Memory error when using logistic regression


I have an array with the shape 57159x924 which I will use as training data. 896 of these 924 columns are feature and the remaining labels. I want to use logistic regression on this, but when I use the fit function from logistic regression I get a memory error. I guess it is because it's too much data for my computer's memory to handle. Is there any way to get around this problem?

The code I want to use is

lr = LogisticRegression(random_state=1)
lr.fit(train_set, train_label)
lr.predict_proba(x_test)

And the following is the error

line 21, in main lr.fit(train_set, train_label)

....

return array(a, dtype, copy=False, order=order) MemoryError


Solution

  • You haven't given enough details to really understand the problem or give a definite answer, but here are a few options I hope will help:

    1. The amount of memory available might be configurable.
    2. Training over all the data at the same time would raise OOM problems in many contexts, which is why the common practice is to use SGD (stochastic gradient descent) by training over batches, i.e. introducing only subsets of the data every iteration and getting a global optimization solution in a stochastic sense. If I'm guessing correctly, you're using sklearn.linear_model.LogisticRegression, which has different "solvers". Maybe the saga solver will handle your situation better.
    3. There are other implementations out there, and some of them definitely have batching options built-in in a highly configurable way. And if worst comes to worst, implementing a logistic-regression model is fairly simple, and then you can batch easy as pie.

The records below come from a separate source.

PR #865, opened 2024-05-08
CHAOSPLT-316: Implement authentication in the http eventnotifier

diyarab:
## What does this PR do?

- [x] Adds new functionality
- [ ] Fixes a bug

- This PR implements authentication in the http eventnotifier. 

## Code Quality Checklist

## Testing

    - `x`
    - [x] locally.


eventnotifier/http/auth.go
```diff
@@ -0,0 +1,90 @@
+// Unless explicitly stated otherwise all files in this repository are licensed
+// under the Apache License Version 2.0.
+// This product includes software developed at Datadog (https://www.datadoghq.com/).
+// Copyright 2024 Datadog, Inc.
+// Unless explicitly stated otherwise all files in this repository are licensed
+// under the Apache License Version 2.0.
+// This product includes software developed at Datadog (https://www.datadoghq.com/).
+// Copyright 2023 Datadog, Inc.
```
ptnapoleon, line 8: Weird double header error here?

eventnotifier/http/auth.go
```diff
@@ -0,0 +1,90 @@
...
+	tokenBytes, err := io.ReadAll(res.Body)
+	if err != nil {
+		return "", fmt.Errorf("error when reading token: %w", err)
+	}
+
+	if b.TokenPath == "" {
+		return string(tokenBytes), nil
+	}
+
+	value := gjson.Get(string(tokenBytes), b.TokenPath)
```
ptnapoleon, line 84: We're adding a new dependency for this single `Get` function, is it not possible to parse this data otherwise?

eventnotifier/http/http.go
```diff
@@ -167,21 +175,51 @@ func (n *Notifier) Notify(dis v1beta1.Disruption, event corev1.Event, notifType
...
+		req.Header.Add("Authorization", fmt.Sprintf("Bearer %s", token))
+	}
 
+	res, err := n.client.Do(req)
 	if err != nil {
 		return fmt.Errorf("http notifier: error when sending notification: %w", err)
 	}
 
-	n.logger.Debugw("notifier: sending notifier event to http", "disruption", dis.Name, "eventType", event.Type, "message", notif.EventMessage)
+	n.logger.Debugw("http notifier: sending notifier event to http", "disruption", dis.Name, "eventType", event.Type, "message", notif.EventMessage)
```
ptnapoleon, line 192: Let's move this debug log _before_ we send the message, that way we get this info before we exit on error

eventnotifier/http/auth.go
diyarab: It is definitely possible to parse the data in a different way, but the were a couple of reasons to use `gjson`.
It allows to enable per-configuration path queries. It also provides flexibility by allowing us to query and extract data directly from JSON structures without needing to pre-define Go structs for every configuration. Finally, it is optimized for speed and efficiency, which helps avoid the overhead associated with marshaling and unmarshaling.

ptnapoleon (approved):

ptnapoleon (approved):
+1 but I would like a second reviewer (i nominated Claire but it can be anyone)

eventnotifier/http/http.go
```diff
@@ -159,25 +167,58 @@ func (n *Notifier) Notify(dis v1beta1.Disruption, event corev1.Event, notifType
...
+		if header == "" {
+			continue
+		}
+
+		splittedHeader := strings.Split(header, ":")
+		if len(splittedHeader) == 2 {
+			parsedHeaders[splittedHeader[0]] = splittedHeader[1]
+		} else {
+			return nil, fmt.Errorf("invalid headers: Must be in the format: key:value, found %s", header)
+		}
```
taihuynh167, line 216: we probably can ignore this error. Not worth throwing everything else away because of a faulty pair.

eventnotifier/http/http.go
```diff
@@ -159,25 +167,58 @@ func (n *Notifier) Notify(dis v1beta1.Disruption, event corev1.Event, notifType
...
+	parsedHeaders := make(map[string]string)
+
+	for _, header := range headers {
+		if header == "" {
+			continue
+		}
+
+		splittedHeader := strings.Split(header, ":")
+		if len(splittedHeader) == 2 {
+			parsedHeaders[splittedHeader[0]] = splittedHeader[1]
```
taihuynh167, line 213:
```suggestion
			parsedHeaders[splittedHeader[0]] = splittedHeader[1]
			key := splittedHeader[0]
			val := splittedHeader[1]
			parsedHeaders[key] = val
```

eventnotifier/types/types.go
```diff
@@ -5,8 +5,11 @@
 
 package types
 
+import "sigs.k8s.io/controller-runtime/pkg/client"
+
 type NotifiersCommonConfig struct {
 	ClusterName string
+	Client      client.Client
```
taihuynh167, line 12: nit: consider using pointer to avoid duplicating `client` object

```suggestion
	Client      *client.Client
```

taihuynh167 (approved):
I added some minor comments

eventnotifier/http/http.go
diyarab: Incorrect headers could lead to failed authentication or improper request handling, which could compromise the system's functionality and security. Thus, I am not sure it is correct to just dismiss it.

chart/values.yaml
```diff
@@ -43,6 +43,9 @@ controller:
       url: ""
       headersFilepath: ""
       headers: []
+      authURL: ""
+      authHeaders: ""
```
clairecng, line 47:
```suggestion
      authHeaders: []
```
if I'm not mistaken?

eventnotifier/http/auth.go
```diff
@@ -0,0 +1,86 @@
...
+	return bearerAuthTokenProvider{
+		logger,
+		url,
+		client,
+		headers,
+		tokenPath,
+	}
+}
+
+func (b bearerAuthTokenProvider) AuthToken(ctx context.Context) (string, error) {
```
clairecng, line 44: would be nice to have a comment to describe this method

clairecng (changes requested):
You should add documentation on what this feature do [here](https://github.com/DataDog/chaos-controller/blob/main/docs/features.md#http). (We should also definitely indicate that this feature ONLY support Authentication through a bearer token with a Authorization header!)

You could also add more comments in general I think.

Otherwise, 👍 nice one! I'll approve once the changes for documentation are made 👍

clairecng (dismissed):

eventnotifier/types/types.go
```diff
@@ -5,8 +5,11 @@
 
 package types
 
+import "sigs.k8s.io/controller-runtime/pkg/client"
+
 type NotifiersCommonConfig struct {
 	ClusterName string
+	Client      *client.Client
```
ptnapoleon, line 12: Where is this used?

diyarab: This field originated from this [POC](https://github.com/DataDog/chaos-controller/pull/782) and was used to extract information about disruptions. Since we now send a full disruption in the payload, it is no longer necessary and has been removed.

ptnapoleon (approved):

    Edit (due to discussion in comments):
    Here's a practical way to go about it, with a very very simple (and easy) example -

    from sklearn.linear_model import SGDClassifier
    import numpy as np
    import random
    
    X1 = np.random.multivariate_normal(mean=[10, 5], cov = np.diag([3, 8]), size=1000)  # diagonal covariance for simplicity
    Y1 = np.zeros((1000, 1))
    
    X2 = np.random.multivariate_normal(mean=[-4, 55], cov = np.diag([5, 1]), size=1000)  # diagonal covariance for simplicity
    Y2 = np.ones((1000, 1))
    
    X = np.vstack([X1, X2])
    Y = np.vstack([Y1, Y2]).reshape([2000,])
    
    sgd = SGDClassifier(loss='log', warm_start=True)  # as mentioned in answer. note that shuffle is defaulted to True.
    sgd.partial_fit(X, Y, classes = [0, 1])  # first time you need to say what your classes are
    
    for k in range(1000):
        batch_indexs = random.sample(range(2000), 20)
        sgd.partial_fit(X[batch_indexs, :], Y[batch_indexs])
    

    In practice you should be looking at the loss and accuracy and using a suitable while instead of for, but that much is left for the reader ;-)

    Note that you can control more than I've shown (like the number of iterations etc.), so you should read the documentation of SGDClassifier properly.
    Another thing to note is that there are different practices of batching. I just took a random subset every iteration, but some prefer to make sure every point in the data has been seen an equal amount of times (e.g. shuffle the data and then take batches in order indexes or something).